Joanna bought only $0.15 stamps and $0.29 stamps. How many $0.15 stamps did she buy? She bought $4.40 worth of...

Understanding the Question

We need to find the exact number of \(\$0.15\) stamps that Joanna bought.

Given Information

• Joanna bought only two types of stamps: \(\$0.15\) stamps and \(\$0.29\) stamps
• We need a specific number (not a range or yes/no answer)

What We Need to Determine

For information to be sufficient, it must lead to exactly ONE possible value for the number of \(\$0.15\) stamps. If multiple values are possible, the information is NOT sufficient.

Key Insight

When dealing with stamp combinations where the values share no common factors (15 cents and 29 cents are coprime), valid integer combinations for specific totals are often unique or very limited. This makes strategic testing more efficient than complex algebra.

Analyzing Statement 1

Statement 1 tells us: She bought \(\$4.40\) worth of stamps.

What Statement 1 Tells Us

The total value of all stamps is \(\$4.40\). This constrains the possible combinations of \(\$0.15\) and \(\$0.29\) stamps.

Testing for Uniqueness

Let's find the boundaries first:

• Maximum \(\$0.29\) stamps: \(\$4.40 \div \$0.29 \approx 15.2\), so at most 15 stamps
• Maximum \(\$0.15\) stamps: \(\$4.40 \div \$0.15 \approx 29.3\), so at most 29 stamps

Now let's test a round number combination:

• Try 10 of each: \(10 \times \$0.15 + 10 \times \$0.29 = \$1.50 + \$2.90 = \$4.40\) ✓

This works! But is it the only combination?

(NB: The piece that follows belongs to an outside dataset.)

PR #2112, opened 2016-09-14
Merge 3.0.x into master

pherl:


pherl:
I think most of the changes are change log updates and cherry picks. The failing tests should be flaky. Merging it now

Checking Other Possibilities

Let's test a few other scenarios to ensure uniqueness:

• With 5 of the \(\$0.29\) stamps: \(5 \times \$0.29 = \$1.45\)
  • Remaining needed: \(\$4.40 - \$1.45 = \$2.95\)
  • Number of \(\$0.15\) stamps: \(\$2.95 \div \$0.15 = 19.67...\)
  • Not a whole number ✗
• With 15 of the \(\$0.29\) stamps: \(15 \times \$0.29 = \$4.35\)
  • Remaining needed: \(\$4.40 - \$4.35 = \$0.05\)
  • Can't make \(\$0.05\) with \(\$0.15\) stamps ✗

The key mathematical fact: 15 and 29 share no common factors (15 = 3×5, and 29 is prime). This severely restricts valid combinations that can sum to exactly \(\$4.40\).

Conclusion for Statement 1

Our testing reveals that 10 of each stamp type is the unique solution. Therefore, she bought exactly 10 stamps of the \(\$0.15\) type.

[STOP - Statement 1 is Sufficient!]

This eliminates choices B, C, and E.

Analyzing Statement 2

Now let's forget Statement 1 completely and analyze Statement 2 independently.

Statement 2 tells us: She bought an equal number of \(\$0.15\) stamps and \(\$0.29\) stamps.

What Statement 2 Provides

If she bought x stamps of the \(\$0.15\) type, she also bought x stamps of the \(\$0.29\) type.

The total cost would be: \(x \times (\$0.15 + \$0.29) = x \times \$0.44\)

Why This Isn't Sufficient

Statement 2 doesn't tell us what x actually is. She could have bought:

• 1 of each type (total: \(\$0.44\))
• 2 of each type (total: \(\$0.88\))
• 10 of each type (total: \(\$4.40\))
• 100 of each type (total: \(\$44.00\))

Without knowing the total amount spent or any other constraint, we cannot determine the specific value of x, and therefore cannot determine the exact number of \(\$0.15\) stamps.

Conclusion for Statement 2

Statement 2 is NOT sufficient because it allows for multiple possible values.

This eliminates choices B and D.

The Answer: A

Since only Statement 1 provides enough information to determine the exact number of \(\$0.15\) stamps (which is 10), while Statement 2 leaves multiple possibilities open, the answer is A.

Answer Choice A: "Statement 1 alone is sufficient, but Statement 2 alone is not sufficient."